The Baker-bot Revolution
October 16, 2020
By
Bakers Journal
How Apex Motion Control’s Cobots help the baking industry

Martin Riis, the Director of sales marketing at Apex Motion Control knows about repetitive joint strain and back injuries. “My family was in the baking industry. I come from a family with chronic back injuries. So it’s near to my heart, trying to prevent some of these injuries. Every bakery I go into, it’s an aging labour force. They’re up in their fifties or sixties; I see some people in their seventies still working in these bakeries and doing all these very hard, manual tasks, where they would be way better utilized in other areas.”
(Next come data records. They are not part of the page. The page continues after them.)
PR #180, opened 2020-04-04
Add Query URL to SqlErrors

DylanBaker:
This PR adds the 'share_url' to every query and every SqlError. This is needed for the web UI.

We might want to additionally share the URL in the CLI, but this PR does not achieve that.


spectacles/client.py
```diff
@@ -349,7 +349,7 @@ def create_query(self, model: str, explore: str, dimensions: List[str]) -> int:
             "*" if len(dimensions) != 1 else dimensions[0],
             query_id,
         )
-        return query_id
+        return result
```
joshtemple, line 352: Confused how this got past mypy, but you'll need to change the return type hint of this message to match.

spectacles/exceptions.py
```diff
@@ -16,13 +16,15 @@ def __init__(
         path: str,
         message: str,
         sql: str,
+        query_url: str,
```
joshtemple, line 19: Are you okay with calling this `explore_url` for clarity?

spectacles/validators.py
```diff
@@ -311,19 +313,17 @@ def _create_queries(self, mode: str) -> List[Query]:
     def _create_explore_query(self, explore: Explore, model_name: str) -> Query:
         """Creates a single query with all dimensions of an explore"""
         dimensions = [dimension.name for dimension in explore.dimensions]
-        query_id = self.client.create_query(model_name, explore.name, dimensions)
-        return Query(query_id, lookml_ref=explore)
+        query = self.client.create_query(model_name, explore.name, dimensions)
+        return Query(query["id"], lookml_ref=explore, query_url=query["share_url"])
```
joshtemple, line 317: Since we're returning the full response from the API now, could you add an `@classmethod` alternate constructor to the Query class called `from_json` that accepts the full response and builds a query? This is similar to the LookML objects. Nice and clean and you don't have to pass args really you can just pass that `query` variable directly like this:
```
return Query.from_json(query)
```

DylanBaker: We would still need to pass the `lookml_ref` manually, right? It's not part of the JSON response.

spectacles/exceptions.py
DylanBaker: Yeah 👍 I'll change that.

spectacles/validators.py
joshtemple: Oh you're right. I guess it's a question of is
```
return Query.from_json(query, lookml_ref=explore)
```
Really that much better. It's your call, I might be being overly picky here.

DylanBaker: For the moment, I think I'd rather leave as is. It feels like overkill if we only pass two arguments, though I think if we add any more I agree we should add the functionality.

DylanBaker:
@joshtemple I think this is good to go.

Apex Motion Control offers relief to small and mid-sized bakeries with their “Cobots” – their collaborative robots that do the mindless tasks or de-panning, piping, stacking and other repetitive motion chores. The company has been involved with designing and selling robotic arms and devices for over twenty years.
For those who had never worked alongside industrial robots before, Riis reassures readers that they are safe, and have proximity sensors to stop them from either crashing into a human, or pressing too hard on a cake as it is decorating.
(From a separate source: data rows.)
PR #186, opened 2020-04-28
Fix bug not respecting single or hybrid mode

joshtemple:
This PR introduces a few fixes:

- Moves `log_failing_sql` so it sits in `logger.py`, adds a separate test module for log testing, and prepends "Test SQL: " before the filename in the output so it's clear what the path is for.
- Fixes a bug where dimension queries were referencing their explores, not dimensions, effectively breaking single mode.
- Fixes another bug in cli.py where the dimension-level errors were not being printed in hybrid mode.

### DIFF
--- a/spectacles/validators.py
+++ b/spectacles/validators.py
@@ -332,7 +332,7 @@ class SqlValidator(Validator):
         for dimension in explore.dimensions:
             query = self.client.create_query(model_name, explore.name, [dimension.name])
             query = Query(
-                query["id"], lookml_ref=explore, explore_url=query["share_url"]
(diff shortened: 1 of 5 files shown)


spectacles/validators.py
```diff
@@ -332,7 +332,7 @@ def _create_dimension_queries(
         for dimension in explore.dimensions:
             query = self.client.create_query(model_name, explore.name, [dimension.name])
             query = Query(
-                query["id"], lookml_ref=explore, explore_url=query["share_url"]
+                query["id"], lookml_ref=dimension, explore_url=query["share_url"]
```
DylanBaker, line 335: Think this was my mistake. Apologies!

“Typically in small to medium-sized entreprise plants, they have a high-mix, low volume manufacturing, so they have a lot of SKUs, and rapid changeover going from one product to another product. Humans are really good at doing that on these production lines, because we just adapt so easily. Where the traditional industrial robots, a took up a lot of floor space and they just adapt as well and as quickly.
Riis adds that the Cobots present an advantage to a small bakery that observes social distancing, while still meeting production demands. “Where a human stands on a production line — say, packaging cookies into a clamshell — a Cobot can be rolled in to do that task and stand shoulder to shoulder with the other people still on that production line. Typically, what you want to do is give these Cobots tasks that are very repetitive and that strain the human body.”
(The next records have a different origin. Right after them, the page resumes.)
PR #974, opened 2025-12-10
Drop .NET 6.0, default to .NET 10.0 and update dependencies

davidroth:
Updated all projects to target .NET 10.0, removing support for .NET 6.0. (Out of support since 1 year) 
.NET 6.0 is out of support since over 1 year, it makes no sense to build for it and is annoying if one does not have the 6.0 SDK installed.

Upgraded key dependencies, including:
- `Microsoft.Build` and `Microsoft.Build.Tasks.Core` to 18.0.2.
- `Nuke.Common` to 10.1.0.
- `System.Drawing.Common` to 10.0.1.
- `System.Text.Json` to 10.0.1.

### DIFF
--- a/src/ElectronNET.API/ElectronNET.API.csproj
+++ b/src/ElectronNET.API/ElectronNET.API.csproj
@@ -3,7 +3,7 @@
   <Import Project="..\common.props" />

Aside from preventing repetitive strain, reducing staffing costs and helping prevent the spread of COVID-19, the Cobots also help with more precise, detail-oriented tasks. People working on a factory production line can get distracted or lose focus during monotonous jobs. “Humans can get bored when standing on one of those bakery lines for eight hours. Sometimes we may have flipped the package, or done something incorrectly. The Cobots’ll do the same thing over and over and over again without any faltering. From a quality assurance viewpoint, that’s where they really shine.”
The issue of precision and hand-made detail is often a sore point with automation. While some consumers may express ambivalence about “machine-made” uniformity, some bakeries might find a way to personalize the designs the Cobots can deliver. A signature emblem or the name of the bakery can be programmed in to the Cobot to create a more one-of-a-kind icing signature.
Another advantage can be time saved in training and reduction in absenteeism. The Cobots can work longer hours, and once programmed are not likely to forget their objective. Another advantage is workplace safety: The Cobots have sensors that help them dodge out of the way of an oncoming obstacle, and prevents itself from dropping its task.
“They’re very customized solutions. So it’s primarily been the large bakeries, that has been able to invest in robotics, because bakeries had to have sort of the same production run over and over and over again, to really get the benefits and see the ROI on it,” explained Riis. “Now, Cobots, on the other hand, are small, agile and movable in some fashion. We’ve made it movable by mounting the actual arm on what we call the Bakerbot in the framework that we’ve developed – but Cobots, basically, are a class of robots that does need data that does not need physical guarding around them, meaning that a human can work, beside a Cobot safely.”
The robotic arm has what’s called force-limiting sensors in it, meaning that every joint on the robotic arm can sense if someone is touching it. “Cobots basically have technology that allows them to know if they’re meeting higher pressure, or a threshold, when they’re moving from A to B: If they do [sense an obstacle] they will stop. So, if a human or a person comes in contact with them, or touches the object that they’re moving, the Cobot will stop,” adds Riis.
In short, between offering a solution for keeping factory bakery workers safe from COVID-19 as well as reducing the potential for injury, the Cobots present a cost-effective solution to staffing needs for many small bakeries.